Primary key

From Wikipedia, the free encyclopedia

In database design, a primary key is a value that can be used to identify a unique row in a table. Attributes are associated with it. Examples of primary keys are Social Security numbers (associated to a specific person) or ISBNs (associated to a specific book).

In the relational model of data, a primary key is a candidate key chosen as the main method of uniquely identifying a tuple in a relation. Practical telephone books and dictionaries cannot use names or words or Dewey Decimal System numbers as candidate keys because they do not uniquely identify telephone numbers or words. A primary key (as well as a unique key) can be referenced by a foreign key.

Primary Keys are defined in the ANSI SQL Standard, through the PRIMARY KEY constraint. The syntax to add such a constraint to an existing table is defined in SQL:2003 like this:

ALTER TABLE <table identifier> ADD [ CONSTRAINT <constraint identifier> ] PRIMARY KEY ( <column expression> {, <column expression>}... )

The primary key can also be specified directly during table creation. In the SQL Standard, primary keys may consist of one or multiple columns. Each column participating in the primary key is implicitly defined as NOT NULL. If the primary key consists only of a single column, the column can be marked as such using the following syntax:

CREATE TABLE table_name (
   id_col  INT  PRIMARY KEY,
   col2    CHARACTER VARYING(20),
   ...
)

Note that the relational model, as expressed through relational calculus and relational algebra, does not distiguish between primary keys and other kinds of keys. In the fourth normal form and higher, no relation has more than one key, so the concept of a "primary key" becomes irrelevant. Primary keys were added to the SQL standard mainly as a convenience to the application programmer and because applications usually use at most third normal form.

[edit] Surrogate Primary Keys

In some design situations the natural key that uniquely identifies a tuple in a relation is difficult to use for software development. For example, it may involve multiple columns or large text fields. A surrogate key can be used as the primary key. In other situations there may be more than one candidate key for a relation, and no candidate key is obviously preferred. A surrogate key may be used as the primary key to avoid giving one candidate key artificial primacy over the others.

Since Primary Keys exist primarily as a convenience to the programmer, surrogate primary keys are used extensively, and in many cases exclusively, in database application design. See surrogate key article for further discussion of this.

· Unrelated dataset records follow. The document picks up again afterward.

PR #6831, opened 2026-08-07
fix(report): attach machine-readable NIP-17 tags to the moderation DM

### LINKED ISSUE #6593: fix(moderation): moderation DM intake is half-wired and its unread badge is dead code
## Problem

The moderation DM intake pipeline is built on both ends but does not connect, and the one signal that would
reveal that is dead code.

**Producer side has no producer.** `divine-moderation-service/src/nostr/dm-reader.mjs` polls kind-1059 gift
wraps addressed to the moderation pubkey every five minutes, unwraps them, and only creates a structured report
row when the body parses as JSON:

```js
// dm-reader.mjs:134-137
const parsed = JSON.parse(content);
if (parsed && parsed.type === 'conversation_report' && parsed.sha256) {
  // → INSERT OR IGNORE INTO user_reports
```

divine-mobile's report DM is prose (`_formatReportDm` in `report_content_dialog.dart`), so it falls through to
`messageType: 'creator_reply'` — a chat message in the admin Messages UI, never a `user_reports` row. Grepping
the org, **no client emits `conversation_report` at all**; the producer side of that path does not exist.

**And the unread signal is dead.** `dm_log` has no read/unread column in either `migrations/003-dm-support.sql`
or the runtime DDL in `dm-store.mjs`, and `getConversations` never returns one. Yet both consumers read exactly
that field:

- `src/admin/dashboard.html:5455` — `const unread = convs.filter(c => c.unread || c.has_unread).length;`
- `src/admin/messages.html:670` — `const unread = conv.unread || conv.has_unread || false;`

So the badge is permanently zero. `support-trust-safety/docs/moderation/moderator-guide.md`'s daily routine
lists Content Review, the Relay Admin Reports tab and the auto-hide queue — the Messages UI appears only in
passing.

**Net effect:** a delivered moderation report DM may never be seen by anyone.

## Worth deciding

Whether the DM should become machine-parseable (`{type: 'conversation_report', ...}`) — which would activate the
already-shipped reader path and would specifically cover the user-report and DM-message cases that
`report-poller.mjs:459-465` drops as `skipped_missing_target` — or whether the DM should stay human-readable and
the unread badge simply be repaired.

## Notes

Found while investigating #6387. Low urgency for enforcement: the kind-1984 event is the report of record and is
consumed independently by three backends, carrying every field the DM does. This is about the DM channel being
half-wired, not about reports being lost.

Also, don't read the reader's logs as evidence the channel is quiet: `logDm` returns the existing row on dedup
and the caller branches on `result.id`, so `skipped` is structurally always 0 in
`[DM-READER] Sync complete: N new, 0 deduped`.

realmeylisdev:
Closes #6593

## Summary

Fixes the producer half of #6593 ("moderation DM intake is half-wired and its unread badge is dead code") — divine-moderation-service's `dm-reader.mjs` only ever promoted an incoming DM to a `user_reports` row when its content parsed as JSON `{type:'conversation_report', sha256}`, a shape this app has never produced.

The DM's content stays exactly the same human-readable prose (`_formatReportDm`, unchanged) — no moderator-facing UI change, no NIP-17 content-convention violation. Report data now also travels as NIP-17 tags on the same kind-14 rumor, via `dm_repository.sendMessage`'s existing (already-shipped, already-tested via `replyToId`) `additionalTags` parameter. The companion divine-moderation-service PR reads those tags instead of trying to `JSON.parse` the content.

- `report_type` is attached for every report variant (content, user, DM-message), mapped from the same `ContentFilterReason` → NIP-56 conversion already used for the kind-1984 report tags — lifted out of `ContentReportingService` into a shared `contentFilterReasonToNip56Type` so both channels can't drift out of sync.
- `sha256` is attached only for content reports where `VideoEvent.sha256` resolves to a non-empty value. User reports and DM-message reports have no Blossom blob hash and never carry it — this matches the backend's `user_reports.sha256 NOT NULL` schema, which has no user-only/message-only shape (see the linked plan's "Non-goals": this activates the backend's `user_reports` insert for content reports only, by design, not as a gap).

The retry path (`recoverFullSend`) replays the originally-queued rumor bytes rather than rebuilding the send, so tags attached on the first send are automatically preserved on retry with no separate plumbing needed.

## Test plan

- [x] `flutter test test/widgets/report_content_dialog_test.dart` — 84/84 pass (3 new: `report_type` tag present for the selected reason, `sha256` tag present/absent based on `VideoEvent.sha256`)
- [x] `flutter test test/services/content_moderation_types_test.dart` — 7/7 pass (new coverage for the extracted `contentFilterReasonToNip56Type` mapping, including exhaustiveness over every `ContentFilterReason`)
- [x] `flutter test test/services/content_reporting_service_test.dart` — 27/27 pass (unaffected — same mapping, moved not changed)
- [x] Pre-push hook (format + analyze + affected tests) — all green

## Related

- #6593
- Companion PR in divine-moderation-service (reads these tags)

### DIFF
--- a/mobile/lib/widgets/report_content_dialog.dart
+++ b/mobile/lib/widgets/report_content_dialog.dart
@@ -524,6 +524,7 @@ class _ReportContentDialogState extends ConsumerState<ReportContentDialog> {
           // never let them degrade to a metadata-leaking NIP-04
           // plaintext duplicate. NIP-17 gift wrap only.
           skipNip04Fallback: true,
+          additionalTags: _reportDmTags(),
         );
       } else {
         try {
@@ -617,6 +618,26 @@ class _ReportContentDialogState extends ConsumerState<ReportContentDialog> {
       buffer.writeln('Details: $details');
     }
     return buffer.toString().trimRight();
+  }
+
+  /// Machine-readable data for divine-moderation-service's dm-reader to
+  /// classify this report, attached as NIP-17 tags on the rumor rather
+  /// than folded into [_formatReportDm]'s content — the DM stays plain,
+  /// human-readable prose (see divine-mobile#6593).
+  ///
+  /// `sha256` is only present for content reports where the reported
+  /// video has a resolvable Blossom blob hash — [VideoEvent.sha256] is
+  /// nullable (a video published without an `imeta` `x` value has none),
+  /// and user reports / DM-message reports never have one at all. The
+  /// backend's `user_reports` table is `sha256 NOT NULL`, so it can only
+  /// ever record content reports; this tag intentionally never covers the
+  /// other two report variants.
+  List<List<String>> _reportDmTags() {
+    final sha256 = widget.video?.sha256;
+    return [
+      ['report_type', contentFilterReasonToNip56Type(_selectedReason!)],
+      if (sha256 != null && sha256.isNotEmpty) ['sha256', sha256],
+    ];
   }
 
   @override
--- a/mobile/test/services/content_moderation_types_test.dart
+++ b/mobile/test/services/content_moderation_types_test.dart
@@ -72,4 +72,41 @@ void main() {
       expect(ModerationResult.clean.warningMessage, isNull);
     });
   });
+
+  group(contentFilterReasonToNip56Type, () {
+    test('maps every reason to a canonical NIP-56 report type string', () {
+      const expected = {
+        ContentFilterReason.spam: 'spam',
+        ContentFilterReason.harassment: 'profanity',
+        ContentFilterReason.violence: 'illegal',
+        ContentFilterReason.sexualContent: 'nudity',
+        ContentFilterReason.copyright: 'illegal',
+        ContentFilterReason.falseInformation: 'other',
+        ContentFilterReason.childSafety: 'other',
+        ContentFilterReason.csam: 'illegal',
+        ContentFilterReason.underageUser: 'other',
+        ContentFilterReason.aiGenerated: 'other',
+        ContentFilterReason.other: 'other',
+      };
+
+      for (final entry in expected.entries) {
+        expect(
+          contentFilterReasonToNip56Type(entry.key),
+          entry.value,
+          reason: '${entry.key} should map to NIP-56 type "${entry.value}"',
+        );
+      }
+    });
+
+    test('covers every ContentFilterReason value', () {
+      // Guards against a new enum case silently falling through to a
+      // default -- the switch in contentFilterReasonToNip56Type is
+      // exhaustive (no default case), so this would be a compile error
+      // before it could ever be a runtime gap, but pinning the full
+      // enum set here keeps that guarantee visible in the test itself.
+      for (final reason in ContentFilterReason.values) {
+        expect(contentFilterReasonToNip56Type(reason), isNotEmpty);
+      }
+    });
+  });
 }
--- a/mobile/lib/services/content_moderation_types.dart
+++ b/mobile/lib/services/content_moderation_types.dart
@@ -18,6 +18,30 @@ enum ContentFilterReason {
   other,
 }
 
+/// Maps a [ContentFilterReason] to the canonical NIP-56 (kind 1984)
+/// report type strings: nudity, malware, profanity, illegal, spam,
+/// impersonation, other.
+///
+/// Shared by [ContentFilterReason]'s two report channels so they stay in
+/// sync: the kind-1984 `e`/`p` tag's 3rd element (NIP-56), and the
+/// moderation-DM's `report_type` tag (a divine-moderation-service-specific
+/// convention — see `divine-mobile#6593`).
+String contentFilterReasonToNip56Type(ContentFilterReason reason) {
+  return switch (reason) {
+    ContentFilterReason.spam => 'spam',
+    ContentFilterReason.harassment => 'profanity',
+    ContentFilterReason.violence => 'illegal',
+    ContentFilterReason.sexualContent => 'nudity',
+    ContentFilterReason.copyright => 'illegal',
+    ContentFilterReason.falseInformation => 'other',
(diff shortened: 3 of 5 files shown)


realmeylisdev:
Companion PR (backend consumer): https://github.com/divinevideo/divine-moderation-service/pull/193

mobile/lib/widgets/report_content_dialog.dart
```diff
@@ -619,6 +620,26 @@ class _ReportContentDialogState extends ConsumerState<ReportContentDialog> {
...
+  /// video has a resolvable Blossom blob hash — [VideoEvent.sha256] is
+  /// nullable (a video published without an `imeta` `x` value has none),
+  /// and user reports / DM-message reports never have one at all. The
+  /// backend's `user_reports` table is `sha256 NOT NULL`, so it can only
+  /// ever record content reports; this tag intentionally never covers the
+  /// other two report variants.
+  List<List<String>> _reportDmTags() {
+    final sha256 = widget.video?.sha256;
+    return [
+      ['report_type', contentFilterReasonToNip56Type(_selectedReason!)],
```
NotThatKindOfDrLiz, line 638: This should not be the only machine-readable report type the DM path sends. `contentFilterReasonToNip56Type` intentionally collapses several app reasons (`aiGenerated`, `childSafety`, `underageUser` -> `other`; `csam`, `copyright` -> `illegal`) for the NIP-56 marker, but the moderation DM tag is a Divine-private ingestion contract. The companion DM reader writes this tag into `user_reports.report_type` with `INSERT OR IGNORE`, so if it races ahead of the kind-1984 poller, the coarse value wins permanently for `(sha256, reporter_pubkey)`. Please add a granular tag mirroring the existing NIP-32 label / reason name and update the backend reader to prefer that value, falling back to this NIP-56 tag only if needed.

mobile/test/services/content_moderation_types_test.dart
```diff
@@ -72,4 +72,41 @@ void main() {
...
+        ContentFilterReason.copyright: 'illegal',
+        ContentFilterReason.falseInformation: 'other',
+        ContentFilterReason.childSafety: 'other',
+        ContentFilterReason.csam: 'illegal',
+        ContentFilterReason.underageUser: 'other',
+        ContentFilterReason.aiGenerated: 'other',
+        ContentFilterReason.other: 'other',
+      };
+
+      for (final entry in expected.entries) {
```
NotThatKindOfDrLiz, line 92: This test only covers the entries already present in `expected`; a new `ContentFilterReason` with a wrong mapping arm would not fail here, and the next test only asserts non-empty output. Please assert `expected.keys.toSet() == ContentFilterReason.values.toSet()` before the loop so the table is actually pinned to the enum. After that, the separate non-empty coverage test can go away.

NotThatKindOfDrLiz (changes requested):
Requesting changes for the cross-service data contract issue. The PR is directionally right, but the DM path should not write a lossy NIP-56 value into `user_reports.report_type` when the existing kind-1984 ingestion path preserves the granular Divine reason. Please add a granular machine-readable tag and have the backend prefer it before this merges. The enum coverage test should also be tightened while touching this code.

mobile/lib/widgets/report_content_dialog.dart
realmeylisdev: Fixed in #6855 (this PR is superseded and now closed).

You were right, and verifying it turned up something worse than the version in your comment. The rumor now carries the same `['L', ns]` + `['l', 'NS-<reason>', ns]` pair the kind-1984 report already publishes, rather than a new tag — that way the backend's existing `extractReportType` decodes it with no new vocabulary, and the two channels resolve to one value by construction. The NIP-56 tag stays as the fallback you asked for.

Two things worth flagging from chasing it down:

1. `extractReportType`'s chain is `l` → `Reason:` content regex → `e`/`p` markers. A NIP-17 rumor's `p` tag has no third element, so the coarse `report_type` tag was not in that chain at all — "prefer granular, fall back to NIP-56" would have been silently inert. The backend PR inserts the `report_type` arm above the content regex, which also matters because a DM's content is localized prose (`Reason: Contenu indésirable`), so the regex would otherwise have made `report_type` locale-dependent.

2. Preferring the granular label would have *regressed* NSFW escalation on its own. `normalizeReportType` only decodes the `aiGenerated` family, so `NS-sexualContent` normalizes to `ns_sexualcontent`, which is not in `NSFW_REPORT_TYPES` — auto age-restriction has never fired from the relay path. The coarse `nudity` value this PR sent was, accidentally, the only input that made it work. divinevideo/divine-moderation-service#195 has the measured table; the fix ships in divinevideo/divine-moderation-service#194 alongside the precedence change.

mobile/test/services/content_moderation_types_test.dart
realmeylisdev: Fixed in #6855 (this PR is superseded and now closed). Both mapping tables now assert `expected.keys.toSet() == ContentFilterReason.values.toSet()` before the loop, and the separate non-empty test is gone.

The NIP-32 label table added in #6855 got the same treatment, plus one test asserting the label stays lossless exactly where the NIP-56 mapping collapses — five reasons share two NIP-56 values but map to five distinct labels. That is the property the whole change depends on, so it is now pinned rather than implied.

realmeylisdev:
Superseded by #6855, which addresses both review threads from @NotThatKindOfDrLiz and adds the granular NIP-32 label they asked for.

Opened as a replacement rather than a force-push so the review history here stays readable — the tag design changed materially (NIP-32 `L`/`l` pair preferred, NIP-56 kept as fallback), and the fix now spans both repos.

- divine-mobile: #6855
- divine-moderation-service: divinevideo/divine-moderation-service#194 (replaces divinevideo/divine-moderation-service#193)
- pre-existing bug found on the way: divinevideo/divine-moderation-service#195

PR #6836, opened 2026-08-07
fix(library): move clip selection into a sheet footer

### LINKED ISSUE #6837: fix(library): move clip selection into a sheet footer
Auto-created from PR #6836.

**PR:** https://github.com/divinevideo/divine-mobile/pull/6836
**Branch:** `fix/clip-selection-sheet-footer`

hm21:
Closes #6837

## Description

The clip picker that opens from the video editor is a `VineBottomSheet`, but its content re-stated chrome the sheet already provides:

- A second **"Clips"** title sat right under the sheet's own header.
- The library shell painted `surfaceContainerHigh` (`0xFF000A06`, near black) on top of the sheet's `surface` (`0xFF00150D`, dark green), so the sheet looked like a black panel inside a green frame.
- The confirm action was a custom green pill in the top-right corner. Without a selection it was fully inert — `enable: false` nulled the tap handler, which also made the `context.pop` fallback behind it unreachable dead code.

This reworks the selection mode:

- `ClipSelectionHeader` → **`ClipSelectionFooter`**: no title, no divider, just a full-width `DivineButton` at the bottom with `SafeArea(top: false)`. That mirrors `_CreateVideoBar`, the footer the same screen already uses for the non-selection "Create video" flow, so the two confirm affordances now look and sit the same. Disabled state comes from the design system via `onPressed: null` rather than an `Opacity(0.32)` wrapper.
- `_LibraryContent` skips the shell wrapper (`ClipRRect` + `ColoredBox`) entirely in selection mode. The sheet already supplies surface and rounded corners; stacking a second one was the source of the black panel.
- The grid gets 8px of top padding so the first row clears the sheet header's divider. (Not the drag handle — `VineBottomSheetHeader` is a sibling above the scroll body and already puts 20px plus that divider between the handle and the content.) That padding is also **why** the `ClipRRect` had to go rather than just turning transparent: `shellInnerCornerRadius` is 32px, so once the first row no longer starts at y=0 it lands mid-arc and the corner slices diagonally through the top thumbnails. Previously the arc happened to read as the tiles' own rounding.
- `gridTopPadding` is an explicit `ClipsTab` parameter defaulting to `0`, so the standalone library screen and clips-only mode are untouched.

`BlocSelector` in the footer now selects `selectedClipIds.isNotEmpty` instead of the whole `Set`, so it rebuilds on the empty↔non-empty edge rather than on every selection change.

**Related Issue:** 

## Out of Scope

- The ARB key `libraryClipSelectionTitle` is now unused in code but still defined in all 17 locales. Left in place — this repo tolerates defined-but-unused keys (see `.claude/rules/localization.md`), and removing it would churn 17 ARB files plus generated output for no behavioural gain.
- The grid keeps its `bottom: viewPadding.bottom` padding, which is now partly redundant under the footer's own `SafeArea`. It costs a few px of extra scroll overshoot in selection mode and is load-bearing for every other mode.

## Verification

- `flutter test test/widgets/library test/screens/library_screen_test.dart` — 88 passing
- Manually verified on a real Samsung Galaxy: opened the clip picker from the video editor, confirmed the sheet's green surface now runs edge to edge, the select button sits in the footer and is disabled until a clip is picked, and the top thumbnail row is no longer clipped.

Tests updated: `ClipSelectionHeader` → `ClipSelectionFooter` throughout; the `renders Clips title` case is gone with the title, replaced by one that pins the button as a no-op without a selection.

## Type of Change

- [ ] 🧹 Code refactor
- [ ] 📝 Documentation
- [ ] 🗑️ Chore

### DIFF
--- a/mobile/lib/screens/library_screen.dart
+++ b/mobile/lib/screens/library_screen.dart
@@ -619,59 +619,67 @@ class _LibraryContent extends StatelessWidget {
 
   @override
   Widget build(BuildContext context) {
+    final content = Column(
+      crossAxisAlignment: CrossAxisAlignment.stretch,
+      children: [
+        if (!isClipsOnlyMode) const SizedBox(height: 12),
+        if (!isClipsOnlyMode)
+          TabBar(
+            controller: tabController,
+            isScrollable: true,
+            tabAlignment: TabAlignment.start,
+            padding: const EdgeInsetsDirectional.only(start: 16),
+            indicatorColor: VineTheme.tabIndicatorGreen,
+            indicatorWeight: 4,
+            indicatorSize: TabBarIndicatorSize.tab,
+            dividerColor: VineTheme.transparent,
+            labelColor: context.vineColors.primaryText,
+            unselectedLabelColor: context.vineColors.onSurfaceMuted,
+            labelPadding: const EdgeInsets.symmetric(horizontal: 14),
+            labelStyle: VineTheme.titleMediumFont(
+              color: context.vineColors.primaryText,
+            ),
+            unselectedLabelStyle: VineTheme.titleMediumFont(
+              color: context.vineColors.onSurfaceMuted,
+            ),
+            tabs: [
+              Tab(text: context.l10n.libraryTabDrafts),
+              Tab(text: context.l10n.libraryTabClips),
+              Tab(text: context.l10n.soundsTitle),
+            ],
+          ),
+        if (!isClipsOnlyMode) const SizedBox(height: 2),
+        Expanded(
+          child: selectionMode
+              ? _SelectionBody(
+                  scrollController: scrollController,
+                  targetAspectRatio: targetAspectRatio,
+                  onCreate: onCreateVideo,
+                )
+              : _TabBody(
+                  clips: sortedClips,
+                  selectionEnabled: selectionEnabled,
+                  isClipsOnlyMode: isClipsOnlyMode,
+                  tabController: tabController,
+                  targetAspectRatio: targetAspectRatio,
+                ),
+        ),
+      ],
+    );
+
+    // Selection mode renders inside a bottom sheet, which brings its own
+    // surface and rounded corners. Skipping the shell here keeps the sheet's
+    // colour showing through and stops the 32px corner radius from slicing
+    // the top row of thumbnails.
+    if (selectionMode) return content;
+
     return ClipRRect(
       borderRadius: const BorderRadius.all(
         Radius.circular(VineTheme.shellInnerCornerRadius),
       ),
       child: ColoredBox(
         color: context.vineColors.surfaceContainerHigh,
-        child: Column(
-          crossAxisAlignment: CrossAxisAlignment.stretch,
-          children: [
-            if (!isClipsOnlyMode) const SizedBox(height: 12),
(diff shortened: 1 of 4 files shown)


rabble (approved):
## Summary
Approve — focused, correct sheet fix that removes stacked chrome without behavioural churn. CI is fully green (Analyze, Format, Generated Files, 4/4 test shards).

## What this gets right
- **Removes double header + shell in selection mode:** `ClipSelectionHeader` (duplicate “Clips” title + divider + custom pill) → `ClipSelectionFooter`. Sheet header is the single source for drag handle + divider; success path mirrors `_CreateVideoBar` (full-width `DivineButton` in `SafeArea(top: false)`).
- **Surface fix:** `_LibraryContent` early-returns raw `Column` when `selectionMode`, skipping `ClipRRect(shellInnerCornerRadius=32)` + `surfaceContainerHigh(0xFF000A06)` over sheet `surface(0xFF00150D)`. Eliminates black-panel-inside-green-frame. `isClipsOnlyMode = selectionMode || tabsMode==clipsOnly` already hides `TabBar` in the sheet, so no stray tabs leak in.
- **Dead code gone:** old `_AddClipButton(enable)` used `Opacity(0.32)` + nulled `onTap`, making `context.pop` fallback unreachable. Replaced by `DivineButton(onPressed: hasSelection ? onCreate : null)` — disabled state now from the design system.
- **Rebuild optimization:** `BlocSelector<…, bool>(selectedClipIds.isNotEmpty)` instead of `Set<String>` — rebuilds only on empty↔non-empty edge, which is exactly the button’s enable edge.
- **Padding isolation:** `gridTopPadding = 0 by default`, `8` only via `_SelectionBody`. Non-selection modes untouched; standalone / clipsOnly unaffected. Correctly noted that the 8px clears the sheet header divider (header is a sibling above scroll body with 20px + divider) and avoids the 32px corner arc slicing the first thumbnail row.
- **Cleanup:** removes unused `go_router` import; deletes 36 lines of custom button.

## Tests & verification
- `flutter test test/widgets/library/clips_tab_test.dart` — **9 passed** including both new `ClipSelectionFooter` cases (`calls onCreate when tapped`, `disables without selection`).
- `flutter test test/screens/library_screen_test.dart` — **25 passed, 1 skipped** (`ClipSelectionFooter in selection mode`, selection flow through `LibraryScreen`).
- Previous `renders Clips title` case correctly retired with the title.
- Author’s manual verification on Samsung Galaxy noted; preview + CI match.

## Minor notes (non-blocking)
- Double bottom padding (`MasonryGridView bottom: viewPadding.bottom` + footer `SafeArea`) acknowledged Out of Scope — small overshoot, load-bearing for other modes. No action needed.
- `libraryClipSelectionTitle` ARB key now unused across 17 locales; leaving it per `.claude/rules/localization.md` is correct — churn would outweigh gain.
- No functional change to `VideoEditorScreen` sheet invocation (`VineBottomSheet.show(buildScrollBody: (c) => LibraryScreen(selectionMode: true, scrollController: c))`) — scroll controller still wired to grid only, footer stays pinned.

## Risk
Low — 4 files, +115/-158, no API surface change outside the renamed widget (internal). Selection-type filtering and disable logic unchanged.

LGTM to merge.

Due to the popularity of surrogate primary keys, many developers and in some cases even theoreticians have come to regard surrogate primary keys as an inalienable part of the relational data model. This is probably due largely to a transfer of Object-Oriented Programming principles to the relational database to create a kind of hybrid model. In this hybrid model, these additional restrictions are placed on primary keys:

Primary keys should be immutable, that is, not change until the record is destroyed.
Primary keys should be anonymous integer or numeric identifiers.

However, neither of these restrictions are part of the relational model or any SQL standard.